A contrario la « traduction concrète » de ce principe qui fait l’objet de la seconde partie se révèle moins convaincante, où l'auteur, qui se revendique d’Aristide Briand contre Sarkozy, voit dans la laïcité la garantie d’un pluralisme religieux qu’il entend défendre contre celui-ci. Pour cette raison, et parce qu’il reconnaît n’avoir pas lu le Coran, la Bible ou la Torah sous prétexte que « la laïcité se situe au-dessus de tout cela », l’argumentation se cantonne ici à l’anecdotique, rebondissant sur les « on dit », citant à défaut un reportage de France 2 ou une correspondante du Figaro, ne trouvant d’autre alternative au prétendu combat de sa Némésis contre l’intégrisme que de l’étendre à tous les intégrismes. Pour le reste il ne propose guère qu’un « recensement de textes laïques », d’ailleurs déjà accompli, qui témoigne surtout d’une certaine nostalgie et de son désir sincère de vouloir sauver ce qu’il reste des meubles après la désaffection d’un Etat qui se moque désormais du service public, de l’hôpital comme de la charité.
Alors oui, c'est entendu, le principe de laïcité pour être énoncé n’en est pas moins menacé, et avant tout par ce « droit à la différence » instaurant la « différence des droits », par cette « laïcité positive » de Benoît XVI reprise par Nicolas Sarkozy et qui rejoint la discrimination du même nom. Jean Glavany le sait qui, après avoir avoué son ignorance des religions, n'hésite pas à déclarer « on ne combat bien que ce que l’on comprend bien », pour mieux dire l'extrémisme religieux et de droite, voilà l’ennemi, et non celles-ci.

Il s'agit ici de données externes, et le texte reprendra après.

PR #4448, opened 2026-02-28
feat(core): Extend custom relational field config

LucidityDesign:
# Description

Adds properties like cascade, onDelete and onUpdate to custom fields of type `relation`

# Breaking changes

# Screenshots

# Checklist

📌 Always:

👍 Most of the time:


grolmus (commented):
Thanks for the PR! Exposing TypeORM relation options on custom fields is a useful feature. A few things to address before this can go in:

## Must address

### 1. `nullable` silently injected into relation decorators

The diff passes `nullable` (from the outer destructure on line 42) into both `ManyToMany` and `ManyToOne` options, but this wasn't part of the type change or PR description.

- **ManyToMany**: `nullable` is semantically meaningless here — ManyToMany uses a junction table, there's no nullable FK column on the entity itself. TypeORM accepts it silently but it does nothing. Should be removed from the ManyToMany call.
- **ManyToOne**: `nullable` _does_ make sense, but this is an undocumented behavioral change. Previously, `nullable: false` on a relation custom field was silently ignored. Now it gets enforced. This should either be called out explicitly or handled in a separate commit.

### 2. Auto-generated reference docs edited directly

`docs/docs/reference/typescript-api/custom-fields/typed-custom-single-field-config.mdx` is auto-generated and will be overwritten on the next `npm run docs:build`. This file shouldn't be edited manually — the line number change will happen automatically when the source types change.

### 3. Documentation for new properties

The new sections for `cascade`, `onDelete`, and `onUpdate` in the custom fields guide look good. Consider adding a note about the implications of cascade delete — e.g., that using `onDelete: 'CASCADE'` on a relation to a core entity could cascade-delete core data.

## Should address

### 4. No guardrails on cascade delete of core entities

With this change, a plugin author could write:
```ts
{
    name: 'myThing',
    type: 'relation',
    entity: Product,
    onDelete: 'CASCADE',
}
```
This would cascade-delete `Product` rows through a custom field relation. At minimum, a runtime `Logger.warn()` when cascade delete targets a built-in Vendure entity would help prevent accidents.

### 5. No tests

Adding options that affect database schema and cascade behavior should ideally have at least a basic test — e.g., verifying that `onDelete`/`cascade` are passed through to the TypeORM metadata correctly.

## Looks good

The `Pick<RelationOptions, 'cascade' | 'onDelete' | 'onUpdate' | 'eager'>` approach is clean and keeps the types in sync with TypeORM. The `eager` type didn't change, so this is backwards-compatible.

LucidityDesign:
Thanks for the comprehensive feedback!
1. `nullable`
   > This should either be called out explicitly or handled in a separate commit.

   Do you mean separate commit or PR?
2. Auto-generated reference docs edited directly
   The changes were generated by running `npm run docs:build`. Is this fine to leave in this PR?

I will implement the rest of the feedback asap.

packages/core/src/entity/register-custom-entity-fields.spec.ts
LucidityDesign, line 1: The tests are vibe coded. They seem to test the right behaviour and look good to me. But please double check and I would need some help if anything is missing in the test file.

LucidityDesign:
@grolmus can you have another look please?

grolmus (changes requested):
Thanks for the PR @LucidityDesign — exposing `cascade`/`onDelete`/`onUpdate` on relation custom fields is a genuinely useful addition, and modelling it via `Pick<RelationOptions, ...>` is the right call (keeps us in sync with TypeORM, and importing TypeORM types into config has precedent here). A few things I'd like to resolve before we merge:

### 🔴 Must fix

**1. `nullable` is now passed into `ManyToOne` — an out-of-scope, migration-generating behavior change**
In `register-custom-entity-fields.ts`, the `ManyToOne` branch previously received only `{ eager }`, so the FK was always nullable and a relation field's `nullable: false` was effectively ignored. It now forwards `nullable`, so any existing project with `nullable: false` on a single relation field will, on the next `migration:generate`, get an `ALTER ... SET NOT NULL` — which can fail on a DB that already contains NULLs. This is outside the stated scope (cascade/onDelete/onUpdate).

Since you already dropped `nullable` from the `ManyToMany` branch as "meaningless", I assume keeping it on `ManyToOne` is deliberate — if so that's defensible, but it still changes the generated schema for existing projects, so it needs an explicit changeset note + a test (`nullable: false → NOT NULL`) rather than riding along silently. Otherwise, please drop it to keep the PR scoped.

**2. `onDelete`/`onUpdate` docs/examples use `list: true` (many-to-many), where the semantics differ from the prose**
All three new property examples use a `list: true` relation. On a many-to-many, `onDelete`/`onUpdate` apply to the *junction table* FKs — not to the relationship described in the note ("deleting that `ProductVariant` can cascade to rows that reference it"), and TypeORM's emission of these on the join table is inconsistent across drivers. Could you switch the `onDelete`/`onUpdate` examples to a single (`list: false`) relation, and add a short note that for list relations these only affect the join-table FKs? Worth deciding whether they should be plumbed into the ManyToMany branch at all.

### 🟡 Should fix

**3. "Defaults to `RESTRICT`" in the docs isn't accurate**
When the option is omitted, `undefined` is passed and TypeORM emits no referential action, so the database default applies (`NO ACTION` on Postgres/MySQL/SQLite) — not `RESTRICT`. Could you reword to "if not set, the database default (`NO ACTION`) applies", and add a note that `onUpdate` is a no-op on SQLite?

**4. The CASCADE-on-core-entity warning has no test coverage**
This is the safety rail that justifies allowing `CASCADE` on core entities, but nothing tests it. A small `vi.spyOn(Logger, 'warn')` test asserting it fires once for a core entity + `CASCADE`, and *not* for a non-core entity or for `SET NULL`, would lock it in.

**5. Target branch + changeset**
This extends the public `RelationCustomFieldConfig` API, so it's a feature — it should target `minor` rather than `master`, and needs a changeset.

**6. The spec mutates global `getMetadataArgsStorage()`**
It decorates the real `Asset` entity and cleans up best-effort via `@ts-ignore` in `beforeEach` only. Could you add an `afterEach` (so the last test cleans up too), and ideally use a throwaway entity instead of `Asset`? Also `toEqual` over `toMatchObject` where the option shape is fully known, plus a "no options set" case.

### 🟢 Nits (non-blocking)
- The core-entity check is name-based (`relatedEntityName in coreEntitiesMap`), so a user entity named e.g. `Order` would false-positive — a one-line comment noting it's best-effort would help.
- The warning covers DB-level `onDelete: 'CASCADE'` but not ORM-level `cascade: true`, which is arguably the more common foot-gun — worth a doc line or a follow-up.

Happy to help with any of these — thanks again for the contribution! 🙏

LucidityDesign:
🔴 Must fix

1. I have removed passing `nullable` to avoid breaking changes. I will create a new PR for that (edit: see https://github.com/vendurehq/vendure/pull/4895)

2. onDelete/onUpdate docs/examples fixed

🟡 Should fix

3. "Defaults to RESTRICT" fixed

4. The CASCADE-on-core-entity warning has test coverage

5. Target branch has been changed. Changelog will be automatically generated, if I'm not mistaken

6. The spec mutates global getMetadataArgsStorage() => Fixed

🟢 Nits (non-blocking)
The core-entity check is name-based (relatedEntityName in coreEntitiesMap), so a user entity named e.g. Order would false-positive — a one-line comment noting it's best-effort would help.
This is already in the documentation:
> Setting `onDelete` to `CASCADE` or `cascade: ['remove']` means that if the referenced entity is deleted, rows owning this relation may also be deleted.
This can have unintended consequences, especially when referencing core Vendure entities.
For example, if you have a relation to `ProductVariant` and set `onDelete: 'CASCADE'`, deleting that `ProductVariant` can cascade to rows that reference it.
Use with caution.

The warning covers DB-level onDelete: 'CASCADE' but not ORM-level cascade: true, which is arguably the more common foot-gun — worth a doc line or a follow-up.
=> Done

grolmus (changes requested):
Thanks for the thorough turnaround @LucidityDesign — `nullable` revert, the `list: false` examples, the doc wording, the target branch, and the spec cleanup (afterEach + throwaway entity + `toEqual`) all look good. One real bug left, then I think we're there.

### 🔴 Cascade warning fires for non-core entities (operator precedence)

In `register-custom-entity-fields.ts`:

```ts
if (
    cascade === true ||
    (Array.isArray(cascade) && (cascade.includes('remove') || cascade.includes('soft-remove'))) &&
    relatedEntityName in coreEntitiesMap
) {
```

`&&` binds tighter than `||`, so this parses as `cascade === true || (<array check> && <core check>)`. The `relatedEntityName in coreEntitiesMap` guard only applies to the array branch — so `cascade: true` warns for **any** entity, including a user's own non-core entity:

```
cascade: true,      non-core  => warns  (should not)
cascade: ['remove'], non-core => silent (correct)
cascade: true,      core      => warns  (correct)
```

The current test doesn't catch this because the `cascade: true` case targets `Asset` (a core entity), where the result is the same either way. Fix by parenthesizing the detection:

```ts
if (
    (cascade === true ||
        (Array.isArray(cascade) && (cascade.includes('remove') || cascade.includes('soft-remove')))) &&
    relatedEntityName in coreEntitiesMap
) {
```

Please also add a negative test (`cascade: true` on a non-core entity → `Logger.warn` not called) so it can't regress.

### 🟡 Non-blocking
Both warnings also fire for `list: true` (many-to-many) relations, but there `onDelete`/`cascade` apply to the junction-table FKs rather than the related entity, so the "deleting a `X` row can delete owning rows" wording doesn't quite hold. Consider gating the warnings to the `ManyToOne` branch.

Everything else is addressed — just the precedence fix + test and I'm happy to approve. Thanks again! 🙏

LucidityDesign:
Good catch!! I fixed the error and added test cases

michaelbromley:
Hi @LucidityDesign — thanks for this, it's a great addition. I'm pushing a couple of small follow-up commits directly to your branch (you have "allow edits from maintainers" enabled) as I'm tight on time to get the final changes merged for v3.7:

1. **`fix(core)`** — tightened the cascade warning so that when `cascade: true` is set, the message now reads `cascade: true (which includes 'remove' and 'soft-remove')` rather than quoting the array form the user didn't write. Updated the corresponding test, which was previously asserting the old (misleading) message, and added negative coverage for `cascade: ['insert']` and `onDelete: 'SET NULL'` on core entities (should not warn) plus a mixed-array case that should.
2. **`docs`** — removed the note claiming `onUpdate` is unsupported/ignored on SQLite. SQLite does support `ON UPDATE` FK actions and TypeORM's SQLite driver emits them, so the implementation passing `onUpdate` through unconditionally is correct — the doc note was the inaccurate part.

michaelbromley:
Hi @LucidityDesign, I've been digging into this while reviewing for the v3.7 release, and before we merge I'd like to understand the concrete use case you're solving, as there's no linked feature request or use-case description on the PR.

The reason I'm asking: I dug into how these options actually behave, and they don't quite do what they appear to. Let me use a concrete example — a Product with a custom field relation pointing to an Asset:

```ts
customFields: {
  Product: [
    { name: 'spec', type: 'relation', entity: Asset, onDelete: 'CASCADE' },
  ],
}
```

A few things I found:

1. "Delete the Product, and its linked Asset goes too" isn't possible with these options.
You might expect cascade: ['remove'] to mean "when I delete the Product, also delete the linked Asset." But TypeORM doesn't actually act on that — it has no effect on deletion, so nothing happens to the Asset.

2. onDelete: 'CASCADE' does the opposite of what it looks like.
Because the Product row is the one that holds the link to the Asset, onDelete: 'CASCADE' means: delete the Asset → the Product gets deleted. So removing an Asset would wipe out every Product that links to it.

3. …and even that doesn't really work on a core entity like Product.
Vendure doesn't truly delete Products — it marks them as deleted (soft-delete), because Orders, ProductVariants etc. still reference them. So when onDelete: 'CASCADE' tries to hard-delete a Product, the database blocks it (the Product still has variants attached) and you get a foreign-key error instead.

So against a core entity, the destructive options (onDelete: 'CASCADE', hard cascade: ['remove']) either do nothing or throw. The ones that are genuinely useful here are eager (auto-load the relation, already exists), onDelete: 'SET NULL' (if the Asset is deleted, just clear the link instead of erroring), and cascade: ['insert', 'update'] (save a linked custom entity along with the Product).

Could you tell me a bit about what you were trying to achieve? For example: which entity has the custom field, what it links to, and what you want to happen when one side is deleted or updated. That'll help us make sure the final feature does what you need, rather than shipping options that quietly don't behave as expected.

LucidityDesign:
Hey @michaelbromley,
my use case is not about core entities. I'm having two custom entities that live in different plugins. Due to separation of concern/functionality I would prefer not to move them into the same plugin.
One entity (EntityA) adds a relation to the other (EntityB) via a custom field and I still want to make sure EntityA is deleted when the related EntityB is deleted.

I can achieve the same with listening for a delete event and then delete the related entities, but a onDelete/cascade functionality would be cleaner IMO.

michaelbromley (approved):

michaelbromley:
@LucidityDesign thanks for your contribution 👍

Et s’il semble faire preuve d’un certain angélisme en déclarant à l’époque du règne des lobbys et des médias « j’ai toujours pensé que les propos d’un personnage politique et, a fortiori, d’un chef d’Etat, l’engageaient lui et personne d’autre », ses accusations ad hominem se tiennent face au carriérisme et à l’électoralisme de Nicolas Sarkozy mais deviennent caduques, voire dangereuses, au-delà, qui l'amènent à surenchérir et à conclure laconiquement « je préfère la République qui rayonne par ses valeurs à celle qui blâme ».
 
C’est de ce rayonnement dont il est question dans une dernière partie où le ton se fait plus messianique, invoquant la « transcendance », les « hussards noirs », citant enfin Jules Ferry, encore qu’indirectement, mais de façon très révélatrice ( « nous avons promis la neutralité religieuse, nous n’avons pas promis la neutralité philosophique, pas plus que la neutralité politique… » ), mais aussi Kennedy ( « Ne te demande pas, chaque matin, ce que ton pays peut faire pour toi. Demande-toi ce que tu peux faire pour ton pays » ) après avoir proposé un « service civique obligatoire pour tous ». Or c'est dans les mêmes termes qu'en septembre dernier un « serment d’allégeance aux armes » a été défendu par Jean-François Copé, révélant combien les vœux pieux de Jean Glavany concernant les droits, et ses invectives à l’encontre de la droite, sont réduits à néant lorsqu'il rejoint concrètement celle-ci sur la question du devoir, ou défend par un étrange raccourci un traité qui va à l'encontre de tous les principes énoncés ( « D’un point de vue juridique précis et, donc, d’un point de vue politique, et de traité n’était nullement un recul sur la laïcité. Donc, nullement une menace pour l’Etat républicain et laïque. » )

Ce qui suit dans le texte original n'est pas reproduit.